The EALTS provides assistance to language trainers. The introduction of any new test may make demands on language trainers to which they may feel unequal. Preparing candidates for the EALTS, with its ICAO driven emphasis on communicative competence in listening and speaking, may lead language trainers to feel that they do not know how to teach communicative skills effectively. The EALTS, through its website at www.EALTS.com provides support, guidance and guidelines for language trainers in the preparation of candidates and effective teaching practice.

Various features of test design reinforce good operational practice. Features of the test such as the SAY AGAIN option in the EALT Test of Listening and the reminder to candidates in the EALT Test of Speaking that they may ask for repetition, clarification or confirmation of anything they hear or that is said during the interview without penalty encourage candidates in good operational communications practice. In the context of the test, the acknowledgement of possible mis- or non-comprehension in a communication and the attempt to ensure full understanding through the use of appropriate clarification strategies offers potential reward to a candidate. In the context of operational aeronautical communications, such practices help to ensure aviation safety.
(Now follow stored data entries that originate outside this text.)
PR #17347, opened 2023-07-03
console/valgrind: Call cachegrind with --cache-sim=yes

Vogtinator:
Valgrind 3.21 disables cache-sim by default. We check that its output is present, so just enable it explicitly again.

- Related ticket: https://progress.opensuse.org/issues/129622
- Verification run: http://10.168.4.168/tests/1323

### DIFF
--- a/tests/console/valgrind.pm
+++ b/tests/console/valgrind.pm
@@ -102,7 +102,7 @@ sub run {
     assert_present($output, 'totals: ', "'callgrind totals' mismatch");
 
     # cachegrind tool checks
-    assert_script_run('valgrind --tool=cachegrind --cachegrind-out-file="cachegrind.out" ./valgrind-test');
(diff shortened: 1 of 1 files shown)


tests/console/valgrind.pm
```diff
@@ -102,7 +102,7 @@ sub run {
     assert_present($output, 'totals: ', "'callgrind totals' mismatch");
 
     # cachegrind tool checks
-    assert_script_run('valgrind --tool=cachegrind --cachegrind-out-file="cachegrind.out" ./valgrind-test');
+    assert_script_run('valgrind --tool=cachegrind --cachegrind-out-file="cachegrind.out" --cache-sim=yes ./valgrind-test');
```
DimStar77, line 105: is this compatible with all valgrind versions we are running tests with? (think SLE12 SP Maintenance, if there is any valgrind tests)

Vogtinator: Probably. It's already in a commit from 2009.

PR #17349, opened 2023-07-03
Move SBD delay calculation before hana stop

lpalovsky:
There is and issue in HanaSR secondary crash test where 'crm' command is called 
after the cluster is already down on that node. This cause command and 
eventually test to fail. This PR moves the command before stopping the database.

**- Related ticket:** https://jira.suse.com/browse/TEAM-8033
**- Needles: N/A**
**- Verification run:** 
 - 15SP2 and 15SP3 VRs are not included due to another problem and test does not reach changed code. 
15SP4: https://openqaworker15.qa.suse.cz/tests/197281#
15SP5: https://openqaworker15.qa.suse.cz/tests/197276#

### DIFF
--- a/tests/sles4sap/publiccloud/hana_sr_test_secondary.pm
+++ b/tests/sles4sap/publiccloud/hana_sr_test_secondary.pm
@@ -4,6 +4,10 @@
 # SPDX-License-Identifier: FSFAP
 # Maintainer: QE-SAP <qe-sap@suse.de>
 # Summary: Test module for performing database stop using various methods on secondary HANA database site.
+#
+# Parameters:
+# HA_SBD_START_DELAY (optional) - Sets SBD start delay in /etc/sysconfig/sbd
+# DB_ACTION (optional) - Action to be done on the database to simulate failure - check lib/sles4sap_publiccloud "stop_hana" function
 
 use base 'sles4sap_publiccloud_basetest';
 use strict;
@@ -20,6 +24,7 @@ sub run {
     # $site_b = $instance of secondary instance located in $run_args->{$instances}
     croak('site_b is missing or undefined in run_args') if (!$run_args->{site_b});
     my $site_b = $run_args->{site_b};
+    my $sbd_delay;
     select_serial_terminal;
 
     # Switch to control Site B (currently replica mode)
@@ -35,9 +40,9 @@ sub run {
     my $db_action = get_var('DB_ACTION', $run_args->{hana_test_definitions}{$self->{name}});
     croak('Database action unknown or not defined.') if ($db_action !~ /^(stop|kill|crash)$/);
 
-    if (($db_action eq 'crash') && get_var('HA_SBD_START_DELAY')) {
+    if (($db_action eq 'crash') && defined(get_var('HA_SBD_START_DELAY'))) {
         # Setup sbd delay in case of crash OS to prevent cluster starting too quickly after reboot.
-        $self->setup_sbd_delay(get_var('HA_SBD_START_DELAY'));
+        $self->setup_sbd_delay();
         record_info('Crash DB', "Crashing OS on Site B ('$site_b->{instance_id}')");
     }
     else {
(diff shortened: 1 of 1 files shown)


tests/sles4sap/publiccloud/hana_sr_test_secondary.pm
```diff
@@ -35,22 +36,29 @@ sub run {
     my $db_action = get_var('DB_ACTION', $run_args->{hana_test_definitions}{$self->{name}});
     croak('Database action unknown or not defined.') if ($db_action !~ /^(stop|kill|crash)$/);
 
-    if (($db_action eq 'crash') && get_var('HA_SBD_START_DELAY')) {
+    if (($db_action eq 'crash') && defined(get_var('HA_SBD_START_DELAY'))) {
```
mpagot, line 39: Is `defined` needed here? I can only see one other usage of this pattern in this repo

```
tests/jeos/firstrun.pm:
  
194:     if (is_generalhw && !defined(get_var('GENERAL_HW_VNC_IP'))) {
```

tests/sles4sap/publiccloud/hana_sr_test_secondary.pm
```diff
@@ -35,22 +36,29 @@ sub run {
...
         # Setup sbd delay in case of crash OS to prevent cluster starting too quickly after reboot.
-        $self->setup_sbd_delay(get_var('HA_SBD_START_DELAY'));
+        $self->setup_sbd_delay();
```
mpagot, line 41: Can this  crash test works also without `HA_SBD_START_DELAY` ?

tests/sles4sap/publiccloud/hana_sr_test_secondary.pm
lpalovsky: Let me find some older runs... the test was considering this as false and would set the SBD delay to 0sec. 
Or let me run the test once again without it, what will happen.

mpagot (approved):
LGTM

tests/sles4sap/publiccloud/hana_sr_test_secondary.pm
lpalovsky: Thank you. Very good catch. In case of Public cloud tests this is done by:
https://github.com/os-autoinst/os-autoinst-distri-opensuse/blob/fc55bfe85aa448966df178ad0928821e5509dae5/lib/sles4sap_publiccloud.pm#L449
You can see it here for example: https://openqaworker15.qa.suse.cz/tests/196654#step/Crash_site_a-primary/24
Delay was set to 120s, normally it is 66s I think.

However on prem tests are missing this. I will create a ticket.

BillAnastasiadis (approved):
LGTM

tests/sles4sap/publiccloud/hana_sr_test_secondary.pm
lpalovsky: TEAM-8151

lpalovsky: Correction. THe On prem tests do not yet have feature to set the delay value. I will change the ticket for that. So it's not a bug but a new feature, kind of...

tests/sles4sap/publiccloud/hana_sr_test_secondary.pm
alvarocarvajald: `defined` is important here depending on what the module should do when `get_var('HA_SBD_START_DELAY')` returns 0 or the empty string. Both 0 and the empty string will return true if evaluated with `defined` and false in other cases.

I see `setup_sbd_delay()` will skip empty string, but in the case of 0, it will try to set it.

tests/sles4sap/publiccloud/hana_sr_test_secondary.pm
alvarocarvajald: > Correction. THe On prem tests do not yet have feature to set the delay value. I will change the ticket for that. So it's not a bug but a new feature, kind of...

Thanks!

The EALTS is a test of plain English in the context of aviation and aeronautical communications. The EALTS does not assess formulaic R/T phraseology, and neither does it assess operational skills or specific technical knowledge of operations. It is, of course, natural that test-takers will want to prepare for a test. However, while aviation language test-takers can memorise phraseology and passages relating to procedure, they cannot acquire language proficiency as described in the ICAO Language Proficiency Requirements simply by memorising words and phrases. If pilots or controllers think that certain types of narrow learning or practice activities will best and most readily prepare them for a test, they will be inclined to direct their energies to such activities, potentially at the expense of activities that can genuinely improve their language proficiency. With no credit being gained by candidates for their use of phraseology or other rehearsed language, the EALTS as a test of plain English encourages the acquisition of language proficiency as described in the ICAO Language Proficiency Requirements.

In order to ensure the on-going positive wash-back of the EALTS beyond its international launch, research continues into the effect of the test on teaching along with teacher/learner attitudes towards learning for the test and into examinee attitudes to and experience of the test.


1 c.f. ICAO Cir 318-AN/180 Ch.1 Test Validity and Reliability 2.3 ICAO emphasises that test designers have a particular responsibility to foster positive wash-back as the testing process may have a considerable impact upon:
a) the validity of the test itself (are test results purely a consequence of practicing for the test, or are they a true reflection of an ability to use the language?); and
b) the way in which training is provided for the level and breadth of proficiency required to meet the standards defined by ICAO in the Rating Scale.

2 c.f. ICAO Cir 318-AN/180 Ch.1 Introduction to Language Testing 3.4

3 c.f. ICAO Doc 9835 Aviation Language Testing Ch.6

4 c.f. ICAO Cir 318-AN/180 Ch.1/4 Aviation-specific Language Testing Issues. Plain language is defined in ICAO documents as β€œthe spontaneous, creative and non-coded use of a given natural language.” In simple terms, plain language can be thought of as the non-phraseology language that is used by participants in radiotelephony communications when standardized phraseology is not appropriate.